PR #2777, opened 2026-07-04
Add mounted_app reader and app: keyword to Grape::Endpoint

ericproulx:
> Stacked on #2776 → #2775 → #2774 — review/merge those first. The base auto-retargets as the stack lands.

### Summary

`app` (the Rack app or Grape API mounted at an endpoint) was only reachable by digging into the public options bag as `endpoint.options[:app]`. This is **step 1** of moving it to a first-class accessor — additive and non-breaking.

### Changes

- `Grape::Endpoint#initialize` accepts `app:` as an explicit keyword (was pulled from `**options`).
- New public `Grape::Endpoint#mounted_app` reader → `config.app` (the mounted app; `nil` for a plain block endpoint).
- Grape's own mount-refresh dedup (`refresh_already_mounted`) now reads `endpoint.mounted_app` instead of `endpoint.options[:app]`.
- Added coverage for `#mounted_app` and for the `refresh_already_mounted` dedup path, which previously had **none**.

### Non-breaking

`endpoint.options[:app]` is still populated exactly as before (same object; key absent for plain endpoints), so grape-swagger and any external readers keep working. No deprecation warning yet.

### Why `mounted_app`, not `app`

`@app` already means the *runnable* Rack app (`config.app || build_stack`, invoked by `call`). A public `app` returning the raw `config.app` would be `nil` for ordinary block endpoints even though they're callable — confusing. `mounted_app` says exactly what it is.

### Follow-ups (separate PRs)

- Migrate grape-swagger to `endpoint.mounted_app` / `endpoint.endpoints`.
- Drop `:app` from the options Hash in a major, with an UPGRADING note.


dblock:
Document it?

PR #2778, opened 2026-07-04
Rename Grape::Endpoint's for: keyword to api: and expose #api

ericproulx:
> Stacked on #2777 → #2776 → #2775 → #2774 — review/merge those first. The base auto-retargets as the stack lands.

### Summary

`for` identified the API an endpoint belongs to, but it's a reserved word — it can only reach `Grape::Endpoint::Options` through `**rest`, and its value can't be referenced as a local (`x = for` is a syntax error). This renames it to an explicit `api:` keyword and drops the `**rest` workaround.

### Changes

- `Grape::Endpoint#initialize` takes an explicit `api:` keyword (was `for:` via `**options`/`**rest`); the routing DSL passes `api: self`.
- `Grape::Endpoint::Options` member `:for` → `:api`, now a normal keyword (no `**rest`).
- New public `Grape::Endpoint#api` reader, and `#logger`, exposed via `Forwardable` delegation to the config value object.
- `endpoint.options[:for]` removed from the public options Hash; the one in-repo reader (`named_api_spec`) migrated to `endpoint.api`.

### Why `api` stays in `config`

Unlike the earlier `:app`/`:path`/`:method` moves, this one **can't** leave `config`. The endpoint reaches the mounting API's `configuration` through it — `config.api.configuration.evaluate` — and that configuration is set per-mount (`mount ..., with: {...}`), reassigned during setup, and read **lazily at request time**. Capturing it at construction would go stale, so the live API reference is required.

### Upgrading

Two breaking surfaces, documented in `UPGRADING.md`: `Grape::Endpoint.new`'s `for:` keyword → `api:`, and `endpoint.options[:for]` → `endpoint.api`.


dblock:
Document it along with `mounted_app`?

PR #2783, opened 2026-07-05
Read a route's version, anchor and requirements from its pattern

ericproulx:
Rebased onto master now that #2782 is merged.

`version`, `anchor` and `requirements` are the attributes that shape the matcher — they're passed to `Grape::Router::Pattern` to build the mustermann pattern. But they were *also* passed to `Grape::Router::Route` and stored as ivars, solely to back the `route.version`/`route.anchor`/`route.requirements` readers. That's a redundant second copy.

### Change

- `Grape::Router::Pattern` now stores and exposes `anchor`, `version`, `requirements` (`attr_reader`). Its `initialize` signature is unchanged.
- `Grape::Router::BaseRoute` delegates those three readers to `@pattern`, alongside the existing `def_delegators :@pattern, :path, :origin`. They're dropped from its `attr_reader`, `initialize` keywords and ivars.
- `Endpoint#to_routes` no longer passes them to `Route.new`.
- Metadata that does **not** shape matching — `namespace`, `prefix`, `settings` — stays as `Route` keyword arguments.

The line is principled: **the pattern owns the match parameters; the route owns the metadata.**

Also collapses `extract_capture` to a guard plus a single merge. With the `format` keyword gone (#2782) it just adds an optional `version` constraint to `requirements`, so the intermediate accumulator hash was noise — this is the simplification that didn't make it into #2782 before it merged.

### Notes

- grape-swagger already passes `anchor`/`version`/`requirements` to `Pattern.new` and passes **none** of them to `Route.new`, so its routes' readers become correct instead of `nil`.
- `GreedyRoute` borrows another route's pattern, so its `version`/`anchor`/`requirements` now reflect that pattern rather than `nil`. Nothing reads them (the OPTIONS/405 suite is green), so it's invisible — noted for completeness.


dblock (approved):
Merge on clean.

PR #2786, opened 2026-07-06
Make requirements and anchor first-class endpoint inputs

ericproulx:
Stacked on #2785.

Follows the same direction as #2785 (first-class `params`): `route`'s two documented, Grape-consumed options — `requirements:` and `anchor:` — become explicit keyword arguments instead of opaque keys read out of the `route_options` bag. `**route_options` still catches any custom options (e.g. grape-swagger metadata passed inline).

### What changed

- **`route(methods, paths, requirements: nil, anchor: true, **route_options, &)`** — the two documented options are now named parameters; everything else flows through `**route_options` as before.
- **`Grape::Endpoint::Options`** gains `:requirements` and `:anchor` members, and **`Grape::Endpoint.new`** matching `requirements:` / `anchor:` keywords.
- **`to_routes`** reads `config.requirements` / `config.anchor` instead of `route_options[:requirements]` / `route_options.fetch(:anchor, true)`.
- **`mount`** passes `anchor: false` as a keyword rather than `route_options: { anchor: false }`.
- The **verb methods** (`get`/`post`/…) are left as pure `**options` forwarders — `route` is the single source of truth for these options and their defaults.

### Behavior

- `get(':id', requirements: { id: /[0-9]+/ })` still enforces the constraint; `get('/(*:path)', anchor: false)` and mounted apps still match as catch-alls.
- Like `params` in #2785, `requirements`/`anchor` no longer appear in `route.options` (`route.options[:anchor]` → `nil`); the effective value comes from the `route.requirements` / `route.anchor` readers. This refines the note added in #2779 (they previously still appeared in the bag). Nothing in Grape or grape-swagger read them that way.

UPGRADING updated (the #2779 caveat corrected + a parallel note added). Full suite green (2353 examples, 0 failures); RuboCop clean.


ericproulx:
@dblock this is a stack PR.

---*---

▸ ASSIGNMENT
Reproduce exactly, and with no other material, the lines between those holding "deprecation warning yet." and "config value object.", inclusive.

▸ SOLUTION TO THIS PROBLEM
`endpoint.options[:app]` is still populated exactly as before (same object; key absent for plain endpoints), so grape-swagger and any external readers keep working. No deprecation warning yet.

### Why `mounted_app`, not `app`

`@app` already means the *runnable* Rack app (`config.app || build_stack`, invoked by `call`). A public `app` returning the raw `config.app` would be `nil` for ordinary block endpoints even though they're callable — confusing. `mounted_app` says exactly what it is.

### Follow-ups (separate PRs)

- Migrate grape-swagger to `endpoint.mounted_app` / `endpoint.endpoints`.
- Drop `:app` from the options Hash in a major, with an UPGRADING note.


dblock:
Document it?

PR #2778, opened 2026-07-04
Rename Grape::Endpoint's for: keyword to api: and expose #api

ericproulx:
> Stacked on #2777 → #2776 → #2775 → #2774 — review/merge those first. The base auto-retargets as the stack lands.

### Summary

`for` identified the API an endpoint belongs to, but it's a reserved word — it can only reach `Grape::Endpoint::Options` through `**rest`, and its value can't be referenced as a local (`x = for` is a syntax error). This renames it to an explicit `api:` keyword and drops the `**rest` workaround.

### Changes

- `Grape::Endpoint#initialize` takes an explicit `api:` keyword (was `for:` via `**options`/`**rest`); the routing DSL passes `api: self`.
- `Grape::Endpoint::Options` member `:for` → `:api`, now a normal keyword (no `**rest`).
- New public `Grape::Endpoint#api` reader, and `#logger`, exposed via `Forwardable` delegation to the config value object.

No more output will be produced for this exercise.